## [TASK DIRECTIONS]
From the data that follows, copy every line with the string "case".

## [INFORMATION PROVIDED]

####################

Issue #3694, opened 2023-08-23
announcement monitor


ab9rf:
offer an option to filter sparring events because otherwise they overwhelm the monitor

myk002:
can we do that -- just eject the sparring messages from the queue before they push other messages out?

Issue #3397, opened 2023-05-19
Feature Request: Fort Combat Tracker


Dragoon209:
Something I would love to see is a 'combat tracker' that provides a better snapshot of what combat looks like.  This would be a pop-up or hovering window (hotkey summonable overlay?) that would show the combat reports for all combatants simultaneously, but not block the ability to unpause, or advance step of combat.

While I think this will help any player get a better idea of the flow of combat and who is involved, I think this is would also be a super helpful tool for a streamer.  Navigating through multiple combat reports and trying to explain what is going on is difficult and confusing.

The specific features that I think are important:

- Ability to enable/disable sparring reports
- Ability to filter what dwarves it shows the combat reports for (follow a specific unit like a hero, or just show combat for a squad vs. a forgotten beast for example)
- Ability to toggle the FPS down to 1 (or user set value) to allow a live combat feed, while still being readable in realtime.
- Wishlist: Ability to add / remove all the other alert types as well
- Wishlist: Ability to mark entries or range, and export them to a text file.  Bonus points for maintaining the color formatting, or other alert type indicator.
- Wishlist: Ability to stream the reports to an external file or other mechanism to allow the combat reports to be integrated to streaming platforms/twitch bots/discord chat

Thanks for the time and awesome work!

PR #5704, opened 2026-01-10
Create plugin for clearing of combat, sparring, and hunting reports with configurable filtering and overlay UI

pajawojciech:
## Summary
Adds a new plugin to automatically clear combat/sparring/hunting reports from buffer. Features configurable filtering by type, overlay UI settings, and control panel integration.

This does **NOT** hide the left-side notifications on screen:
obraz

## Features
- **Time-triggered clearing**: Runs every 100 ticks
- **Configurable filtering**: Separate toggles for combat, sparring, and hunting logs
- **Sparring enabled by default**: Targets the most common spam source
- **Command interface**: Configure via console commands; auto-enables when filters specified
- **Overlay UI**: Settings panel with enable toggle and filter toggles 
obraz

- **Control panel integration**: Plugin in Gameplay tab with autostart options
obraz

## Usage
```
logcleaner              - show status
logcleaner enable       - enable plugin
logcleaner disable      - disable plugin
logcleaner sparring     - enable sparring filter (auto-enables plugin)
logcleaner all          - enable all filters (auto-enables plugin)
logcleaner combat,hunting - enable specific filters
gui/logcleaner          - open settings overlay
```

## Tests done
- 50 dwarves training generate ~100-200 reports per 100 ticks
- Cleaning time < 2 ms (minimal performance impact)
- Plugin state persists across save/load                                                        
- Autostart works for new embark
- Old fort ran over 1 year, and all wanted reports preserved (my calculations show in this case ~3 years before buffer overflow)

### Three tabs are empty
obraz

### Now you can finally keep your reports clean enough to actually spot when Urist McSad is depressed or when a tantrum spiral starts
obraz

## Related issues
https://github.com/DFHack/dfhack/issues/3694
https://github.com/DFHack/dfhack/issues/3397

## Related PR in scripts repo (gui and autostart)
https://github.com/DFHack/scripts/pull/1536

### DIFF
--- a/plugins/logcleaner/logcleaner.cpp
+++ b/plugins/logcleaner/logcleaner.cpp
@@ -31,7 +31,7 @@ static bool clear_combat = false;
 static bool clear_sparring = true;
 static bool clear_hunting = false;
 
-static const int32_t CLEANUP_TICK_INTERVAL = 97;
+static constexpr int32_t CLEANUP_TICK_INTERVAL = 97;
 
 static void cleanupLogs();
 static command_result do_command(color_ostream& out, std::vector<std::string>& params);
@@ -130,6 +130,9 @@ static void cleanupLogs() {
     if (!is_enabled || !world)
         return;
 
+    if (!clear_combat && !clear_sparring && !clear_hunting)
+        return;
+
     // Collect all report IDs from unit combat/sparring/hunting logs
     std::unordered_set<int32_t> report_ids_to_remove;
     bool log_types[] = {clear_combat, clear_sparring, clear_hunting};
@@ -152,17 +155,12 @@ static void cleanupLogs() {
     // Remove collected reports from global buffers
     auto& reports = world->status.reports;
 
-    for (auto report_id : report_ids_to_remove) {
-        df::report* report = df::report::find(report_id);
-        if (!report)
-            continue;
-
-        auto it = std::find(reports.begin(), reports.end(), report);
-        if (it != reports.end()) {
-            delete report;
-            reports.erase(it);
-        }
-    }
+    std::erase_if(reports, [&](df::report* report) {
+        if (!report || !report_ids_to_remove.contains(report->id))
+            return false;
+        delete report;
+        return true;
+    });
 }
 
 DFhackCExport command_result plugin_onupdate(color_ostream& out, state_change_event event) {


pajawojciech:
> The frequency should be a prime number

Fixed

---

> You need something like this during report deletion:

world->status.announcements does not contain sparring, combat and hunting reports

--- 

> Myk has a similar unfinished plugin. He ran into some kind of issue, but I don't remember specifics. Maybe it was the performance impact of unit.reports.log, which is less an issue at the frequency you're running?

I set frequency to 1 (every tick) and still can't see any performance impact. Performance check says that one run takes less than 2 ms.
Myk proposition uses buckets and reinserts reports. I think my version is simpler: foreach unit, get sparring reports (or combat and hunting reports if enabled) and remove them from units and from world.status.reports

---

> You could probably delete the unit report logs as you're iterating them

I accomplish this using log.clear();

ab9rf:
> The frequency should be a prime number (e.g., 97) for `timestream` reasons. This should be defined as a variable near the top, not a magic number in an if statement.

While I agree that the magic number should be defined as a symbolic constant, using a prime number doesn't really have anything directly to do with timestream. The idea behind using prime numbers is to avoid phasing with other tools that also run at periodic tick intervals so that two "expensive" tools don't both always, or frequently, run on the same tick, which might lead to visible stuttering for the user.

We've talked about providing a system where tools that need to run periodically request an "approximate frequency" and Core then alllocates them in a uniform manner across all tools so that everyone gets about the frequency they want while avoiding phasing, but this hasn't been implemented yet.

As to 2 ms per tick: this may not seem by much, but please remember that at 100 fps the _total_ per tick budget is only 10 milliseconds and the target time budget for _all of DFHack_ is 5% of that, or 0.5 ms. If you're using 2 ms per tick, that's 4x over budget and thus not remotely acceptable.

Finally, running more often than once per ten ticks is almost certainly overkill. A lot of things in DF happen once every ten, once every 50, or once every 100 ticks. Given this, 97 is probably an especially good number to use, as it falls just below the "once every 100" frequency.

plugins/logcleaner/logcleaner.cpp
```diff
@@ -0,0 +1,191 @@
...
+                }
+                log.clear();
+            }
+        }
+    }
+
+    if (report_ids_to_remove.empty())
+        return;
+
+    // Remove collected reports from global buffers
```
ab9rf, line 155: This is inefficient, requiring repeated scans of the `reports` vector for each removal and may have to move elements repeatedly. Consider using `std::erase_if` instead, which will only make _one_ scan of the vector, and intelligently collapses the gaps.

plugins/logcleaner/logcleaner.cpp
```diff
@@ -0,0 +1,191 @@
...
+    CONFIG_CLEAR_SPARING = 2,
+    CONFIG_CLEAR_HUNTING = 3,
+};
+
+static bool clear_combat = false;
+static bool clear_sparring = true;
+static bool clear_hunting = false;
+
+static const int32_t CLEANUP_TICK_INTERVAL = 97;
+
```
ab9rf, line 35: these should all be `constexpr`

plugins/logcleaner/logcleaner.cpp
pajawojciech: Changed to std::erase_if. In my case, there was a performance improvement from 440 to 340 microseconds.

plugins/logcleaner/logcleaner.cpp
pajawojciech: Fixed

Bumber64:
> world->status.announcements does not contain sparring, combat and hunting reports

I missed this before the PR merged. The above assertion is not correct. It's user configurable, and is the default for citizens being struck down.

Proposed fix #5726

####################

## [ANSWER SPACE]
- Old fort ran over 1 year, and all wanted reports preserved (my calculations show in this case ~3 years before buffer overflow)
pajawojciech: Changed to std::erase_if. In my case, there was a performance improvement from 440 to 340 microseconds.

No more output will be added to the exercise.